EXERCISE DETAILS: Starting at the line below holding "- [ ] /ja/web/svg/attribute/d/index.md, line" and stopping at the line holding "- [ ] /ja/web/css/width/index.md, line 109", print every line exactly, both ends included, and leave the rest out.

Stored data entries:

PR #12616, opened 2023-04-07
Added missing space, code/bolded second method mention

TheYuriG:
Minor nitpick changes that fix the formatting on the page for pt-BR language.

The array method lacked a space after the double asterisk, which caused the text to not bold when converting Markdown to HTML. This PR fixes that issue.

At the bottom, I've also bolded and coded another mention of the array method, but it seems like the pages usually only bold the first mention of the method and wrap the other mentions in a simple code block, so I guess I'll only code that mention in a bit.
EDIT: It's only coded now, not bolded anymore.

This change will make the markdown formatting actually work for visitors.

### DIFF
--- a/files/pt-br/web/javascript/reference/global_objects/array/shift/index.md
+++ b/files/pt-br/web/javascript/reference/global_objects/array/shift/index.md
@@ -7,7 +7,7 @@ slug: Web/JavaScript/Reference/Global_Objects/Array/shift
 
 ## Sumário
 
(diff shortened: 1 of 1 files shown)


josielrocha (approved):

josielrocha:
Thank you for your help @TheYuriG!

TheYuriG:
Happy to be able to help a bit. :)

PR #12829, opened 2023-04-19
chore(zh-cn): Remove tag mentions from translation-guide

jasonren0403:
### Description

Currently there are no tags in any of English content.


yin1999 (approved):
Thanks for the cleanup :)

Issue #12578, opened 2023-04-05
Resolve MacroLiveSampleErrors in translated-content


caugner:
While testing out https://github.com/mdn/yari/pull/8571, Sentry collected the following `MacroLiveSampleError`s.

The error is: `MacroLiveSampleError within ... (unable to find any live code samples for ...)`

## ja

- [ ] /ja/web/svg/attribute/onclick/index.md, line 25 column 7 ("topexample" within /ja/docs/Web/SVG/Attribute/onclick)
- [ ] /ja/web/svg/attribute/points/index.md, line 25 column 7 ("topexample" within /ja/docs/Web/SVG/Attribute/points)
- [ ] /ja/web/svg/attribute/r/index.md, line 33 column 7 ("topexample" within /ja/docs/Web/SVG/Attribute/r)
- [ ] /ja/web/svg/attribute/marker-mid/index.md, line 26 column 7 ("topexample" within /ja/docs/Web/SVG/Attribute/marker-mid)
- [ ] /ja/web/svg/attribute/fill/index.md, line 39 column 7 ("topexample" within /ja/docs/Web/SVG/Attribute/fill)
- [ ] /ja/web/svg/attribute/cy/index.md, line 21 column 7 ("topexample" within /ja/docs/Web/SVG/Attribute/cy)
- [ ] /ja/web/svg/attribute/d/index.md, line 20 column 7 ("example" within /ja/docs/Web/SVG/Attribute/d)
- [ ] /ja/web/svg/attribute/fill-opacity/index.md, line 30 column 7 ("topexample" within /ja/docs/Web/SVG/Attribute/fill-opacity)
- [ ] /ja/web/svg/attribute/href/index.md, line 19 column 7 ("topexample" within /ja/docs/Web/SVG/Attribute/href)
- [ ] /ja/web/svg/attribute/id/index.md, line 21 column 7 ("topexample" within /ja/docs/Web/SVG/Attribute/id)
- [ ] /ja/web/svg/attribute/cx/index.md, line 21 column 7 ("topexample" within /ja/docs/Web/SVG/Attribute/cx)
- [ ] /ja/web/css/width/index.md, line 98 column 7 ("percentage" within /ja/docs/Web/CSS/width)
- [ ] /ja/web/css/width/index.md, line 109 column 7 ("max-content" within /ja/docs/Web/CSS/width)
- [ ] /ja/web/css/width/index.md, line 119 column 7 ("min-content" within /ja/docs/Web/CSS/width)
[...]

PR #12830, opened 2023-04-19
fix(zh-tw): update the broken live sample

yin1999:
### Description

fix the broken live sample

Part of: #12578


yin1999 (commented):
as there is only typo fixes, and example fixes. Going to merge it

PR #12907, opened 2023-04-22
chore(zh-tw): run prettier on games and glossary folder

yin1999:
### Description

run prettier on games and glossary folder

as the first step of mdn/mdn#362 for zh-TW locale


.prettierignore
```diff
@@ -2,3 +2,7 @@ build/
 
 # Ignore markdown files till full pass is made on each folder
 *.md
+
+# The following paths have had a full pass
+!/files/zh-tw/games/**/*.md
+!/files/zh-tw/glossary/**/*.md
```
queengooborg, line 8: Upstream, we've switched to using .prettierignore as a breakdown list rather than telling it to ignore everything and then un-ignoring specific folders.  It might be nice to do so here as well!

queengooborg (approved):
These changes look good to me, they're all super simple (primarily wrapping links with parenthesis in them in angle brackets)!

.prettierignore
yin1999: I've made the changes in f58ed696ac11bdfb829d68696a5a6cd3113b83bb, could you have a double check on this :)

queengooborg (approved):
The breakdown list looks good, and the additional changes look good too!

EXERCISE SOLUTION:
- [ ] /ja/web/svg/attribute/d/index.md, line 20 column 7 ("example" within /ja/docs/Web/SVG/Attribute/d)
- [ ] /ja/web/svg/attribute/fill-opacity/index.md, line 30 column 7 ("topexample" within /ja/docs/Web/SVG/Attribute/fill-opacity)
- [ ] /ja/web/svg/attribute/href/index.md, line 19 column 7 ("topexample" within /ja/docs/Web/SVG/Attribute/href)
- [ ] /ja/web/svg/attribute/id/index.md, line 21 column 7 ("topexample" within /ja/docs/Web/SVG/Attribute/id)
- [ ] /ja/web/svg/attribute/cx/index.md, line 21 column 7 ("topexample" within /ja/docs/Web/SVG/Attribute/cx)
- [ ] /ja/web/css/width/index.md, line 98 column 7 ("percentage" within /ja/docs/Web/CSS/width)
- [ ] /ja/web/css/width/index.md, line 109 column 7 ("max-content" within /ja/docs/Web/CSS/width)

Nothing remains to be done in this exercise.